▼

PR #4662, opened 2021-07-20
System Plugins - Update Yosemite layer - Add Action and Store - 2/2

fernandofgfer:
#4646 2/2

## Summary
This PR has been splitter into two PRs.  
This PR contains the Yosemite updates of the System plugins project.  
In this branch, I've included the next classes
- SystemPluginAction: To define both actions.
- SystemPluginStore: To execute these actions.

## Actions
I've added two actions:
- synchronizeSystemPlugins: This action retrieves all plugins and saves them into specific storage.
- fetchSystemPlugins: This action returns all plugins saved in storage.

## How to test it
I've added unit tests for SystemPluginStore.
Execute all unit tests

Update release notes:


Yosemite/Yosemite/Actions/SystemPluginAction.swift
```diff
@@ -0,0 +1,14 @@
...
+///
+public enum SystemPluginAction: Action {
+
+    /// Synchronize all system plugins for a site given its ID
+    ///
+    case synchronizeSystemPlugins(siteID: Int64, onCompletion: (Result<Void, Error>) -> Void)
+
+    /// Fetch all system plugins for a site given its ID
+    ///
+    case fetchSystemPlugins(siteID: Int64, onCompletion: ([SystemPlugin]?) -> Void)
```
Ecarrion: Could you explain the use case for this action? I don't think we need it 🤔

Yosemite/Yosemite/Stores/SystemPluginStore.swift
```diff
@@ -0,0 +1,102 @@
...
+        // remove stale system plugins
+        let currentSystemPlugins = readonlySystemPlugins.map(\.name)
+        storage.deleteStaleSystemPlugins(siteID: siteID, currentSystemPlugins: currentSystemPlugins)
+    }
+
+    /// Retrieve `SystemPlugin` entities of a specified storage by siteID
+    ///
+    func fetchSystemPlugins(siteID: Int64, completionHandler: @escaping ([SystemPlugin]?) -> Void) {
+        let writerStorage = storageManager.writerDerivedStorage
+        let systemPlugins = writerStorage.loadSystemPlugins(siteID: siteID).map { $0.toReadOnly() }
```
Ecarrion: ⚠️ We should not be using a writer-derived storage to read data. It's probably better to use `storageManager.viewStorage`

Ecarrion (changes requested):
Hi @fernandofgfer, This looks good! I only left a small concern to address!

Suggestion: What do you think about naming these `Actions` and `Store` something like `SystemStatusAction` and `SystemStatusStore`. The reason is to not having to create multiple new stores when in the future we need to fetch more information from that endpoint!

Yosemite/Yosemite/Actions/SystemPluginAction.swift
fernandofgfer: Hi! As we talked about, in the tool that we will build to know if a feature could be enabled by his plugins, we will need something to get all plugins. So I think we will need a method to retrieve the plugins saved in the storage layer.

Ecarrion: Sure, but why we would need to fetch all of them? I think fetching just one should be enough, don't you think?

fernandofgfer: Yes, If we do the tools in that way, of course. In the end, I think it depends on if you want to load all plugins and check if a feature is enabled with that list, or if you want to search a specific plugin to know if a feature should be enabled or not. I will change with the second option.

fernandofgfer:
> Hi @fernandofgfer, This looks good! I only left a small concern to address!
> 
> Suggestion: What do you think about naming these `Actions` and `Store` something like `SystemStatusAction` and `SystemStatusStore`. The reason is to not having to create multiple new stores when in the future we need to fetch more information from that endpoint!

Nice catch!! It's a good idea to reuse the store and the action in the future. Thanks!

fernandofgfer:
Hi @Ecarrion. Changes added!

Yosemite/Yosemite/Actions/SystemStatusAction.swift
```diff
@@ -0,0 +1,14 @@
...
+///
+public enum SystemStatusAction: Action {
+
+    /// Synchronize all system plugins for a site given its ID
+    ///
+    case synchronizeSystemPlugins(siteID: Int64, onCompletion: (Result<Void, Error>) -> Void)
+
+    /// Fetch an specific systemPlugin by siteID and name
+    ///
+    case fetchSystemPlugins(siteID: Int64, systemPluginName: String, onCompletion: (SystemPlugin?) -> Void)
```
Ecarrion:
```suggestion
    case fetchSystemPlugin(siteID: Int64, systemPluginName: String, onCompletion: (SystemPlugin?) -> Void)
```

Ecarrion (approved):
Good Job, the only thing I see missing is that this `Store` is not yet registered in our `AuthenticatedState`. And you won't be able to use it unless you register it.

fernandofgfer:
> Good Job, the only thing I see missing is that this `Store` is not yet registered in our `AuthenticatedState`. And you won't be able to use it unless you register it.

Thanks. I will add it in the next PR!

Ecarrion (approved):

PR #4663, opened 2021-07-21
[Shipping Labels] Hide contact button when phone number is missing

### LINKED ISSUE #4659: Shipping Labels: Don't show contact customer button if phone number is empty
**Describe the bug**

h/t @hichamboushaba for the report:

The contact customer button shouldn’t be displayed if the phone is empty, as it caused showing an empty dial dialog.

**To Reproduce**

2. Create a new order without entering a customer phone number.
3. Open the order in the app.
3. Tap the button "Create Shipping Label".
4. Confirm the "Ship to" address.
5. Select "Continue" on the "Ship from" address and notice the "Contact Customer" button appears even though there is no phone number to contact the customer.

**Screenshots**

itsmeichigo:
Closes #4659 

# Description
This PR aims to hide contact button on destination address form top banner if when customer doesn't provide phone number.

# Changes
- Added new parameter phone number to `ShippingLabelAddressTopBannerFactory`
- In the factory, hide contact button if phone number is missing.
- Updated title of banner if phone number is missing.
- Made `topBannerView` calculated variable instead of lazy to make sure that contact button shows up if phone number is entered in the form.

# Screenshots
| Phone number present | Phone number missing |
| ----- | ----- |
|  |  |

# Testing
0. Make sure your test store is eligible to create shipping labels.
1. On WooCommerce web app, make phone number optional in Settings > Checkout > Billing.
2. Create an order without phone number.
3. On WCiOS app, open the new order and select Create Shipping Label.
4. On Ship To, update the address to a fake one (e.g 123 Test Street) and tap Done.
5. Notice that there's a warning banner appearing on the top without Contact Customer button.
6. Enter phone number manually in Phone field and tap Done.
7. Notice that the warning banner on the top shows Contact Customer button.

Update release notes:


WooCommerce/Classes/ViewRelated/Orders/Order Details/Shipping Labels/Create Shipping Label Form/Shipping Address Validation/ShippingLabelAddressTopBannerFactory.swift
```diff
@@ -5,17 +5,37 @@ import Yosemite
 ///
 final class ShippingLabelAddressTopBannerFactory {
     static func addressErrorTopBannerView(shipType: ShipType,
+                                          phoneNumber: String?,
                                           openMapPressed: @escaping () -> Void,
                                           contactCustomerPressed: @escaping () -> Void) -> TopBannerView {
         // Set banner text and action buttons based on shipping address type (origin or destination).
```
rachelmcr: nit: It could be helpful to update this comment since the text and action buttons now also depend on the shipping phone number.

WooCommerce/Classes/ViewRelated/Orders/Order Details/Shipping Labels/Create Shipping Label Form/Shipping Address Validation/ShippingLabelAddressTopBannerFactory.swift
```diff
@@ -5,17 +5,37 @@ import Yosemite
...
-        let infoText = shipType == .destination ? Localization.infoShipTo : Localization.infoShipFrom
+        let missingPhoneNumber = phoneNumber == nil || phoneNumber?.isEmpty == true
```
rachelmcr, line 13: nit: We can simplify `phoneNumber?.isEmpty == true` to just check `phoneNumber?.isEmpty` since that returns a `Bool`, right?

WooCommerce/Classes/ViewRelated/Orders/Order Details/Shipping Labels/Create Shipping Label Form/Shipping Address Validation/ShippingLabelAddressFormViewController.swift
```diff
@@ -17,8 +17,11 @@ final class ShippingLabelAddressFormViewController: UIViewController {
 
     /// Top banner that shows a warning in case there is an error in the address validation.
     ///
-    private lazy var topBannerView: TopBannerView = {
-        let topBanner = ShippingLabelAddressTopBannerFactory.addressErrorTopBannerView(shipType: viewModel.type) { [weak self] in
+    private var topBannerView: TopBannerView {
```
rachelmcr, line 20: I really appreciate that you thought of the case where a phone number is added to the form. 🎉   However, an unfortunate side effect of making this a computed property instead of lazy is that multiple instances of the banner can appear on the screen.

For example, if you start with an invalid address on the order and no phone number, you'll see the banner with just the "Open Map" button. If you then add a phone number and tap "Done" you'll see a second banner with the "Contact Customer" button. Each time you tap "Done" another banner appears:

Banner is initially shown | After adding phone and tapping "Done"
-|-
Simulator Screen Shot - iPhone 11 Pro - 2021-07-21 at 18 36 27|Simulator Screen Shot - iPhone 11 Pro - 2021-07-21 at 18 36 38

rachelmcr (commented):
Thanks for working on this fix! I just have a concern (described below) about multiple banners appearing at the same time.

WooCommerce/Classes/ViewRelated/Orders/Order Details/Shipping Labels/Create Shipping Label Form/Shipping Address Validation/ShippingLabelAddressTopBannerFactory.swift
itsmeichigo: I'd want to consider a nil `phoneNumber` as missing too (this happens when address is not found). So I think this check covers more edge cases - that makes sense right?

WooCommerce/Classes/ViewRelated/Orders/Order Details/Shipping Labels/Create Shipping Label Form/Shipping Address Validation/ShippingLabelAddressFormViewController.swift
itsmeichigo: Thank you for catching that bug! I just pushed a fix for this in db7ad1a4028024ddf8620de238c7f349b18c9d38 by removing the old banner from the stack view when displaying the banner again.

itsmeichigo:
Thanks @rachelmcr for your comments! I have pushed some updates and responded to one comment above, please take another look 🙇‍♀️

WooCommerce/Classes/ViewRelated/Orders/Order Details/Shipping Labels/Create Shipping Label Form/Shipping Address Validation/ShippingLabelAddressTopBannerFactory.swift
rachelmcr: Oh, yes! I just meant to ask whether the `isEmpty` check can be simplified. So instead of this:

`let missingPhoneNumber = phoneNumber == nil || phoneNumber?.isEmpty == true`

Can that line be this:

`let missingPhoneNumber = phoneNumber == nil || phoneNumber?.isEmpty`

(It isn't a big deal, I mostly wanted to double check my own understanding.)

rachelmcr (approved):
Code & testing looks great now! :shipit:

WooCommerce/Classes/ViewRelated/Orders/Order Details/Shipping Labels/Create Shipping Label Form/Shipping Address Validation/ShippingLabelAddressTopBannerFactory.swift
itsmeichigo: @rachelmcr since `phoneNumber?.isEmpty` is an optional boolean, I have to explicitly check with ` == true`, otherwise the compiler will be confused and complain something like "Optional type 'Bool?' cannot be used as a boolean; test for '!= nil' instead". So that check is necessary 😄

rachelmcr: Ah, right! Now I get it; thanks for the explanation :)

PR #4669, opened 2021-07-22
System plugins - Sync System plugins in DefaultStoreManager and Site plugins in PluginList

### LINKED ISSUE #4606: Plugins: Recover plugins in plugin screen
Parent: #4278

- [ ] Move sync site plugin to plugin screen
- [ ] Sync System plugins in `DefaultStoresManager`

fernandofgfer:
Closes #4606 
## Description
This PR aims to sync the new System Plugins in DefaultStoreManager and sync Site Plugins in PluginListViewController

## Changes
- Remove sync Site Plugins of DefaultStoreManager, it's not needed.
- Add sync System Plugins in DefaultStoreManager.
- Add sync Site Plugins in PluginList screen before `resultController` init.

## Testing
Test System plugins:
- Use "Launch Wormholy Debug" feature to see that `system_status` call is launched.

Test Site plugins:
- Go to the Plugins screen and check that the ghost table appears and the data is loaded.
- Add a new plugin to your store and scroll the Plugins screen, it should be updated with the new plugin added.

Update release notes:

### DIFF
--- a/WooCommerce/Classes/ViewRelated/Dashboard/Settings/Plugins/PluginListViewController.swift
+++ b/WooCommerce/Classes/ViewRelated/Dashboard/Settings/Plugins/PluginListViewController.swift
@@ -43,7 +43,7 @@ final class PluginListViewController: UIViewController {
         configureNavigation()
         configureTableView()
         configureGhostTableView()
-        configureViewModel()
+        syncPlugins(onCompletion: configureViewModel)
     }
 }
 
@@ -97,16 +97,27 @@ private extension PluginListViewController {
 // MARK: - Actions
 //
 private extension PluginListViewController {
+    
+    /// resyncPlugins is used when the view need to resynchronize data
+    ///
     @objc func resyncPlugins() {
+        syncPlugins(onCompletion: nil)
+    }
+
+    /// syncPlugins synchronizes all plugins and execute onCompletion when is finished
+    ///
+    @objc func syncPlugins(onCompletion: (() -> Void)?) {
         removeErrorStateView()
         startGhostAnimation()
-        viewModel.resyncPlugins { [weak self] result in
+        viewModel.syncPlugins { [weak self] result in
             guard let self = self else { return }
             self.refreshControl.endRefreshing()
             self.stopGhostAnimation()
             if result.isFailure {
                 self.displayErrorStateView()
             }
+            guard let onCompletion = onCompletion else { return }
+            onCompletion()
         }
     }
 }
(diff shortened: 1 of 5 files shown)


WooCommerce/Classes/ViewRelated/Dashboard/Settings/Plugins/PluginListViewController.swift
```diff
@@ -97,16 +97,27 @@ private extension PluginListViewController {
...
-        viewModel.resyncPlugins { [weak self] result in
+        viewModel.syncPlugins { [weak self] result in
             guard let self = self else { return }
             self.refreshControl.endRefreshing()
             self.stopGhostAnimation()
             if result.isFailure {
                 self.displayErrorStateView()
             }
+            guard let onCompletion = onCompletion else { return }
+            onCompletion()
```
Ecarrion: I think this is simpler and more common in our code base :-)
```suggestion
            onCompletion?()
```

WooCommerce/Classes/ViewRelated/Dashboard/Settings/Plugins/PluginListViewController.swift
```diff
@@ -43,7 +43,7 @@ final class PluginListViewController: UIViewController {
         configureNavigation()
         configureTableView()
         configureGhostTableView()
-        configureViewModel()
+        syncPlugins(onCompletion: configureViewModel)
```
Ecarrion: Could you explain a little bit why do we need to configure the view model after plugins are synced? 

The `VM` is in charge of fetching the plugins, but this call stack implies that something else syncs the plugin and then we configure the view model.

I think we should aim to sync the plugins inside the `configureViewModel` method.

Ecarrion: Something like
```swift
func configureViewModel() {
    viewModel.observePlugins { [weak self] in
        self?.tableView.reloadData()
    }

    syncPlugins(onCompletion: nil)
}
```

Ecarrion (changes requested):
Hi @fernandofgfer, I have only one concern regarding how are we invoking view model methods in the view controller!

WooCommerce/Classes/ViewRelated/Dashboard/Settings/Plugins/PluginListViewController.swift
fernandofgfer: Hi! I was using the guard to avoid the use of the optional. I will change it.

WooCommerce/Classes/ViewRelated/Dashboard/Settings/Plugins/PluginListViewController.swift
fernandofgfer: The only reason why I did it in that way is to first sync the data and second initialize the resultController. But in the end the result is exactly the same. I'm going to change it.

Ecarrion (approved):
Looks and works well to me!

PR #4670, opened 2021-07-23
Fix: Add network mock for users/me v2 endpoint

dvdchr:
The UI test were broken because there's an additional API endpoint being depended by the Store Picker flow (`wp/v2/sites/{siteID}/users/me`) that wasn't mocked. This caused the UI Test to be stalled in Store Picker screen, causing the tests to fail.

▲

DIRECTIONS: Every line above that holds the string "left" should be copied out.

SOLUTION TO THIS EXERCISE:
Hi @fernandofgfer, This looks good! I only left a small concern to address!
> Hi @fernandofgfer, This looks good! I only left a small concern to address!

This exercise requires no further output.